Records for this task:
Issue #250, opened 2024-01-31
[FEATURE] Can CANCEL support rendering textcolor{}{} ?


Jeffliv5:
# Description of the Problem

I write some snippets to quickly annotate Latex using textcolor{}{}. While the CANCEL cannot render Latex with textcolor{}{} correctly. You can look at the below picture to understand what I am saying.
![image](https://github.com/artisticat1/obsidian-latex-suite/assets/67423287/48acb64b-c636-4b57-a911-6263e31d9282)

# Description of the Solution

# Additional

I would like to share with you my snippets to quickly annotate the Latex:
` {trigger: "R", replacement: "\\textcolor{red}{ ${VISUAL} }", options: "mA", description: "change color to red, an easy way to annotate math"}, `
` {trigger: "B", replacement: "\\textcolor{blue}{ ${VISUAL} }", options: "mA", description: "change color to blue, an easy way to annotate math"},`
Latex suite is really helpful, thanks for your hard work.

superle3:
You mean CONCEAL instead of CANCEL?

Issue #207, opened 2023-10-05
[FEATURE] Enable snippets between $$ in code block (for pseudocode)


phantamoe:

...

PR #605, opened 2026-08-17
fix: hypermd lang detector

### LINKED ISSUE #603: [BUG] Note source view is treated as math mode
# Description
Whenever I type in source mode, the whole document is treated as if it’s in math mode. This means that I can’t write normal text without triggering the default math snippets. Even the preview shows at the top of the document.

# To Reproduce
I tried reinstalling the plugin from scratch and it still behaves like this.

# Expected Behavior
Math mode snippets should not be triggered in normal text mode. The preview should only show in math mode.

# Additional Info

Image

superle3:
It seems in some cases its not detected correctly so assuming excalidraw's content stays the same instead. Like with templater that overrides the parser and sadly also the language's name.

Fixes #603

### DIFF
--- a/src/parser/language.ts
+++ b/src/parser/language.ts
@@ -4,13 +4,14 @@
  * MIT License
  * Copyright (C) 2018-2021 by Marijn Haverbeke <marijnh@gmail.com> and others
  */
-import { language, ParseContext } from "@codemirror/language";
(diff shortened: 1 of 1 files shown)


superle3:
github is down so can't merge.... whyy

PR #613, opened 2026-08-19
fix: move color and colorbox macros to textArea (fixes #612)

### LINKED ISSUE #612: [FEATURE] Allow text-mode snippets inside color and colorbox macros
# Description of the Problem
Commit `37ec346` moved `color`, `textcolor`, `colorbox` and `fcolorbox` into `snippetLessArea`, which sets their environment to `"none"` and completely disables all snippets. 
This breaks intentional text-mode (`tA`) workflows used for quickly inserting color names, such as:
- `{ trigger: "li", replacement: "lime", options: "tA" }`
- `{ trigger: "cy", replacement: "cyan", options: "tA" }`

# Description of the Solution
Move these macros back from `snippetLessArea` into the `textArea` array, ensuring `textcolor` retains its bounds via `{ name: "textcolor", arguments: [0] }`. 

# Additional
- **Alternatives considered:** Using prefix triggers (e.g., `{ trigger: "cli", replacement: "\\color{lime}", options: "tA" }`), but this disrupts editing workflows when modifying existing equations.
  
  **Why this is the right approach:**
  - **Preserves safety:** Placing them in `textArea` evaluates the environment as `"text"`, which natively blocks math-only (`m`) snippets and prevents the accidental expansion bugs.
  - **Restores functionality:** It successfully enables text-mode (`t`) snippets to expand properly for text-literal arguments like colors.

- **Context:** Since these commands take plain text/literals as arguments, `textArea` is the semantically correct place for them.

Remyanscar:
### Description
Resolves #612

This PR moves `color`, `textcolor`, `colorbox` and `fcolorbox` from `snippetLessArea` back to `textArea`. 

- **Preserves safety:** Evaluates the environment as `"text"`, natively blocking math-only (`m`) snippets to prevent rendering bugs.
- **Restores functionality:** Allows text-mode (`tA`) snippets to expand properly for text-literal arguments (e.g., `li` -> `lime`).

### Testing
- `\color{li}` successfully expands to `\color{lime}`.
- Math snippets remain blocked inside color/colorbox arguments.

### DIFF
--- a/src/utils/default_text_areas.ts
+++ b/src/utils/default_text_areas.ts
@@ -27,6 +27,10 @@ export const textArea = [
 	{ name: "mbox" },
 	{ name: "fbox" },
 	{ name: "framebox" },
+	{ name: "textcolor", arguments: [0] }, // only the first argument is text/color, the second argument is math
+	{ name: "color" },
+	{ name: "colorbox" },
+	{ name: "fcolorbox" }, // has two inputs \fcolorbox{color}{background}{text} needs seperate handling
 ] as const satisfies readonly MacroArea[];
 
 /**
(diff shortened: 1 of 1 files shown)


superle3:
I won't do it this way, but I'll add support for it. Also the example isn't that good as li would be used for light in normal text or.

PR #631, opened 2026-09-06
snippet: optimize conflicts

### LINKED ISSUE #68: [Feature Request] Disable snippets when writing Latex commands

---

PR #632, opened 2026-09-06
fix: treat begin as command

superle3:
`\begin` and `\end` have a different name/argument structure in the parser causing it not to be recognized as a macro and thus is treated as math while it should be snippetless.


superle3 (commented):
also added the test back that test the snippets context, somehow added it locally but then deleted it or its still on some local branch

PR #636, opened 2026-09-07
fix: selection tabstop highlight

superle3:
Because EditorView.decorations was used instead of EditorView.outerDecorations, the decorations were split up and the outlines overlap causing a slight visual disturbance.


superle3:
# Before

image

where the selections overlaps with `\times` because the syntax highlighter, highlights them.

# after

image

Task requirements: The required output is every line above from the one with "I write some" down to the one with "Issue #207, opened 2023-10-05", restated word for word, ends included.

Written reply:
I write some snippets to quickly annotate Latex using textcolor{}{}. While the CANCEL cannot render Latex with textcolor{}{} correctly. You can look at the below picture to understand what I am saying.
![image](https://github.com/artisticat1/obsidian-latex-suite/assets/67423287/48acb64b-c636-4b57-a911-6263e31d9282)

# Description of the Solution

# Additional

I would like to share with you my snippets to quickly annotate the Latex:
` {trigger: "R", replacement: "\\textcolor{red}{ ${VISUAL} }", options: "mA", description: "change color to red, an easy way to annotate math"}, `
` {trigger: "B", replacement: "\\textcolor{blue}{ ${VISUAL} }", options: "mA", description: "change color to blue, an easy way to annotate math"},`
Latex suite is really helpful, thanks for your hard work.

superle3:
You mean CONCEAL instead of CANCEL?

Issue #207, opened 2023-10-05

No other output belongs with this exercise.